December 2024 U.S. Hotel Industry Forecast Summary
2025 Growth | 2023-2026 CAGR | 2023-2028 CAGR | ||
Supply | 0.9% | 0.8% | 0.8% | |
Demand | 1.0% | 0.8% | 1.0% | |
Occupancy | 0.0% | 0.0% | 0.2% | |
ADR | 2.7% | 2.1% | 2.1% | |
RevPAR | 2.7% | 2.1% | 2.3% | |
Hotel EBITDA | 1.1% | -0.1% | 0.8% | |
Hotel Values | 3% | 3% | 2% |
Source: Lodging Analytics Research & Consulting
The below table illustrates a summary of LARC’s current U.S. Hotel Industry Outlook in contrast to last quarter’s outlook. The 2025 outlook is minimally altered from a quarter ago. The most significant change is improving confidence in leisure demand having bottomed out and growth to resume in 2025, which translates into higher occupancy levels but modestly lower ADR growth.
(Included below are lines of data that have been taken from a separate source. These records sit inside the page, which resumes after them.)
PR #620, opened 2026-08-04
fix(csharp): SEA PK/XREF reject only null schema, not empty-string (match JDBC SEA)

eric-wang-1990:
## Summary

SEA PK/FK exact-match validation now rejects only a **null** schema (matching the JDBC reference driver), not an empty-string schema.

## The bug

`GetPrimaryKeysAsync` / `GetCrossReferenceAsync` used `string.IsNullOrEmpty(schema)` to throw the client-side `"schema may not be null when catalog is specified"` (SQLSTATE `42000`). This over-validates versus JDBC SEA: `DatabricksMetadataQueryClient.resolveKeyBasedParams` rejects only `schema == null`. An **empty-string** schema is a different case — JDBC passes it through to the server, which rejects it with object-not-found (`42704`), and the driver maps that to an **empty result** (`isObjectNotFoundException`).

So for `catalog=main, schema="", table=t`:
- **JDBC SEA / server / ADBC Thrift**: server responds `42704` → empty (JDBC) / throws `42704` (Thrift).
- **ADBC SEA (before)**: threw a generic client-side `42000` before ever reaching the server — the outlier.

## The fix

Change the schema guard from `IsNullOrEmpty(schema)` to `schema == null` in both `GetPrimaryKeysAsync` and `GetCrossReferenceAsync`. Now:
- **null schema + catalog set** → still throws clean `42000` (unchanged, matches JDBC).
- **empty-string schema** → passes through to the server → `42704` → the non-throwing internal's `IsObjectNotFoundException` catch (which already treats `42704` as not-found) returns **empty** — matching JDBC SEA.

The **table** guard keeps `IsNullOrEmpty` (JDBC rejects null-*or-empty* table — `table == null || table.isEmpty()`).

## Impact on the comparator

Closes the `get_primary_keys` / `get_cross_reference` **sqlstate** divergence (server/Thrift `42704` vs SEA client-side `42000`) for empty-string-schema inputs — ADBC SEA now returns empty like JDBC SEA. (The residual Thrift-throws-vs-SEA-empty *outcome* divergence for these inputs is whitelisted in databricks-driver-test as the same JDBC-aligned pattern as the other object-not-found cases.)

## Test plan

- [x] Added regression tests: `GetPrimaryKeys_CatalogSetSchemaEmptyString_ReturnsEmpty` and `GetCrossReference_ForeignCatalogSetForeignSchemaEmptyString_ReturnsEmpty` (empty-string schema → empty, via a mocked `42704`).
- [x] Existing null-schema throw tests (`GetPrimaryKeys_CatalogSetSchemaNull_Throws`, etc.) still pass — null still throws `42000`.
- [x] 243 StatementExecution unit tests pass.
- [ ] Merge-queue E2E + comparator run.

### DIFF
--- a/csharp/src/StatementExecution/StatementExecutionStatement.cs
+++ b/csharp/src/StatementExecution/StatementExecutionStatement.cs
@@ -1674,11 +1674,11 @@ namespace AdbcDrivers.Databricks.StatementExecution
 
                 // Match JDBC SEA (resolveKeyBasedParams): the schema check rejects only a
                 // *null* schema when a catalog is specified — NOT an empty-string schema. An
-                // empty-string schema is passed through to the server, which rejects it with a
-                // clean object-not-found (SQLSTATE 42704); the internal's IsObjectNotFoundException
-                // catch then maps that to an empty result (as JDBC SEA does). Using IsNullOrEmpty
-                // here would over-validate — throwing a generic 42000 client-side for empty schema
-                // where JDBC (and thus the SEA contract) returns empty.
+                // empty-string schema falls through to GetPrimaryKeysAsyncNoThrow, whose
+                // IsNullOrEmpty(catalog/schema/table) short-circuit returns an empty result
+                // client-side (no SHOW KEYS issued) — matching JDBC SEA's empty result. Using
+                // IsNullOrEmpty here would over-validate — throwing a generic 42000 client-side
+                // for empty schema where JDBC (and thus the SEA contract) returns empty.
                 if (!string.IsNullOrEmpty(_metadataCatalogName) && _metadataSchemaName == null)
                     throw NewInvalidArgumentException("schema may not be null when catalog is specified");
             }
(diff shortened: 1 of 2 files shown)


eric-wang-1990:
Closing — superseded by the comparator whitelist (databricks-driver-test#1089), consistent with the decision to resolve the empty-string-identifier metadata divergences at the comparator level rather than by touching the driver again.

Context: this PR relaxed the SEA PK/XREF schema guard from `IsNullOrEmpty(schema)` to `schema == null` so an empty-string schema returns empty (matching JDBC SEA's `resolveKeyBasedParams`, which checks only `schema == null`) instead of throwing a client-side 42000. That's a faithful JDBC-SEA correction, but:

1. **The comparator gap is already closed by #1089**, which whitelists the empty-string schema divergence (`{schema: ""}` / `{foreign_schema: ""}`) as an intentional Thrift-vs-SEA difference. This PR changes no comparator outcome — even with it, ADBC SEA (empty) still differs from ADBC Thrift (throws 42704) on empty-string schema, so the whitelist entry stands either way.
2. It re-touches the exact-match validation that just landed in #609 for an uncommon edge (empty-string, as opposed to null, schema).

Leaving the empty-string over-validation as a documented minor known-gap. If we later want the driver to faithfully match JDBC SEA here, the one-line `== null` change in this PR is the fix to revive.

PR #418, opened 2016-07-20
CA names with domain component attributes

dcooper16:
`certificate_info()` does not correctly display the Issuer name for CAs that use domain component attributes.

There is a server on the NIST intra-net that I test against that has a certificate issued by a NIST CA, and the issuer name in the certificate is of the form: `/DC=net/DC=example/DC=internal/CN=CAname`

Since there is no organizational name, testssl.sh displays the name as:
```
 Issuer                       "CAname" ("")
```
In this PR, if the Issuer name has 'DC=' attributes, but does not have an 'O=' attribute, the "DC=" attributes are combined into a DNS name that is used as if it were the organizational name:
```
 Issuer                       "CAname" ("internal.example.net")
```
I should note, however, that I have not been able to find any other examples of TLS server certificates that have been issued by CAs that have domain components ("DC=") in their names. So, it may not be worthwhile to change the code to try to accommodate such CAs.

### DIFF
--- a/testssl.sh
+++ b/testssl.sh
@@ -3839,7 +3839,7 @@ certificate_info() {
      local ocsp_response=$5
      local ocsp_response_status=$6
      local cert_sig_algo cert_sig_hash_algo cert_key_algo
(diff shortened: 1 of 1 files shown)


drwetter:
Rare species but why not :-)  Thx.

PR #419, opened 2016-07-22
CN <--> hostname match

dcooper16:
This PR is intended to address issue #94 (CN <--> hostname match).


drwetter:
very good work, thank you!

Tested it on my side with a couple of hosts and w/o probs. (IP based SAN works too)!

PR #420, opened 2016-07-22
Fix check for self-signed certificate

dcooper16:
The check for whether a certificate is self-signed was using the undefined variable `$CN` rather than `$cn`.

Note: I didn't change the rest of the line, but I can't understand why `issuer_O` being `issuer=` or `issuer= ' would indicate that a certificate is self-signed certificate.

It seems that a better check would be to compare the entire issuer name to the entire subject name, since the names could be different even if they have the same `CN` attribute:

```
   issuer=$($OPENSSL x509 -in "$HOSTNAME" -noout -issuer | sed '/^issuer= //')
   subject=$($OPENSSL x509 -in "$HOSTNAME" -noout -subject | sed 's/^subject= //')
   if [[ "$issuer" == "$subject ]]; then
     # certificate is self-signed
   else
    # certificate is not self-signed
   fi
```

### DIFF
--- a/testssl.sh
+++ b/testssl.sh
@@ -4151,7 +4151,7 @@ certificate_info() {
      issuer_C="$(awk -F'=' '/ C=/ { print $2 }' <<< "$issuer")"
      issuer_DC="$(awk -F'=' '/DC=/ { print $2 }' <<< "$issuer")"
 
-     if [[ "$issuer_O" == "issuer=" ]] || [[ "$issuer_O" == "issuer= " ]] || [[ "$issuer_CN" == "$CN" ]]; then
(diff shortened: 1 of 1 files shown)


dcooper16:
I think I found an even more direct way to check whether a certificate is self-signed:
```
(export SSL_CERT_DIR="/dev/null; export SSL_CERT_FILE=/dev/null"
$OPENSSL verify -check_ss_sig -CAfile "$HOSTCERT" "$HOSTCERT" > "$HOSTCERT.ssout" 2>> $ERRFILE)
if grep -q "error" "$HOSTCERT.ssout"; then
     # certificate is not self-signed
else
     # certificate is self-signed
fi
```

drwetter:
Oh, yes. Eagle eye ;-)

Thx

drwetter:
The construct with the issuers is a legacy workaround for CAcert certificates. Not sure whether it is still needed at all.

PR #400, opened 2016-07-04
See issue #195 - CA pinning checks for intermediates and Root CAs

seccubus:
TODO:
* Unit tests - Done
* Better output - Done

All done, I feel this can be merged @drwetter

PR #422, opened 2016-07-25
Updated CA pinning PR

seccubus:
This PR builds on PR #400 

I've created a script for creating ca_hashes.txt

I've also addressed your comments.

Github.com does indeed pin a root CA that they don't have a certificate with as a counter measure against CA compromise.

I suggest we close #400 and work on from here.


drwetter:
Thx a lot @seccubus !

PR #424, opened 2016-07-25
SSLv2 fixes for run_rc4()

dcooper16:
This PR changes run_rc4() to correctly handle SSLv2 ciphers.

It addresses the problem in which servers that do not implement SSLv2, but that implement SSLv3 ciphers that share an OpenSSL name with an SSLv2 cipher (RC4-MD5 and EXP-RC4-MD5), are not incorrectly shown as having implemented the SSLv2 cipher.

It also addresses the problem that if a server does implement SSLv2 with an RC4 SSLv2-cipher suite, then that cipher suite it not shown as being implemented.


drwetter:
Thx again!

drwetter:
(tested & works as expected)

PR #425, opened 2016-07-25
SSLv2 fixes for test_just_one()

dcooper16:
This PR changes test_just_one() to correctly handle SSLv2 ciphers.

As with PR #424, this PR addresses the problem in which servers that do not implement SSLv2, but that implement RC4-MD5, EXP-RC2-CBC-MD5, EXP-RC4-MD5, or NULL-MD5 are shown as implementing both the SSLv2 and SSLv3 versions of the ciphers, and that any SSLv2 ciphers that a server does implement are not shown as being implemented.


drwetter:
Thx!

PR #427, opened 2016-07-26
SSLv2 fixes for server preference

dcooper16:
This PR addresses two issues related to SSLv2 for "--server-preference" checks.

First, some versions of OpenSSL that support SSLv2 will fail if `s_client` is provided both the `-ssl2` and `-servername` options.

Second, the line for extracting the chosen cipher,`cipher=$(awk '/Cipher.*:/ { print $3 }' $TMPFILE)`, fails for SSLv2. For SSLv2, the output from `$OPENSSL s_client` is as shown below, and the `cipher=` line extracts the word `between` from `Ciphers common between both SSL endpoints:` rather than `IDEA-CBC-MD5` from `   Cipher    : IDEA-CBC-MD5`.

```
...
Ciphers common between both SSL endpoints:                                                                                                                                                                   
RC4-MD5         RC2-CBC-MD5     IDEA-CBC-MD5                                                                                                                                                                 
DES-CBC-MD5     DES-CBC3-MD5                                                                                                                                                                                 
---                                                                                                                                                                                                          
SSL handshake has read 1191 bytes and written 373 bytes                                                                                                                                                      
---                                                                                                                                                                                                          
New, SSLv2, Cipher is IDEA-CBC-MD5                                                                                                                                                                           
Server public key is 2048 bit                                                                                                                                                                                
Compression: NONE                                                                                                                                                                                            
Expansion: NONE                                                                                                                                                                                              
No ALPN negotiated                                                                                                                                                                                           
SSL-Session:                                                                                                                                                                                                 
    Protocol  : SSLv2                                                                                                                                                                                        
    Cipher    : IDEA-CBC-MD5
...
```


drwetter:
Thx, David. 

For some reason the ``Cipher.*`` works for me -- admittedly your fix is more robust ;-)

PR #428, opened 2016-07-26
 SSLv2 fixes for determine_optimal_proto()

dcooper16:
This PR makes three changes to `determine_optimal_proto()`:
* It no longer tries an empty string for `$OPTIMAL_PROTO` twice.
* It does not include `-servername` for `-ssl2` or `-ssl3`, since some versions of OpenSSL that support SSLv2 will fail if `s_client` is provided both the `-ssl2` and `-servername` options.
* It displays a warning if `$OPTIMAL_PROTO` is `-ssl2`, since some tests in testssl.sh will not work correctly for SSLv2-only servers.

2025 U.S. Hotel Industry Forecast: December 2024 Edition vs. September 2024 Edition
12/2024 Update | 9/2024 Update | Outlook Change | |||
YoY Growth | YoY Growth | ||||
Supply | 0.9% | 1.2% | -0.3% | ||
Demand | 1.0% | 0.6% | 0.3% | ||
Occupancy | 0.0% | -0.6% | 0.6% | ||
ADR | 2.7% | 3.1% | -0.4% | ||
RevPAR | 2.7% | 2.5% | 0.3% | ||
Hotel EBITDA | 1.1% | 1.2% | -0.1% | ||
Hotel Values | 2.7% | 2.4% | 0.3% |
Source: Lodging Analytics Research & Consulting
LARC’s U.S. RevPAR model has an R-squared of 98.7% within a standard error of 2.7%, back-tested to 2000.
It is important to note that all markets within the U.S. will not align with national averages. Since demand drivers across different trade areas are not the same, forecast model drivers need to be tailored to specific market fundamentals. For example, New Orleans is a market heavily skewed to convention and leisure demand, with limited corporate transient demand. Therefore, the macro-economic factors LARC utilizes for New Orleans forecast include variables such as retail sales, unemployment rate, convention center pacing and special events.
Alternatively, Boston benefits from significant corporate demand and inbound international visitation which results in the following relevant variables Boston Real Gross metropolitan product and office employment, as well as U.S. foreign exchange rates.
Ultimately, predictive analytics enhances business strategy by transforming complex data into actionable insights, but its effectiveness depends on reliable data, sound methodology and industry-specific considerations. As businesses continue to embrace Big Data, leveraging advanced analytics will remain essential for optimizing operations and driving growth.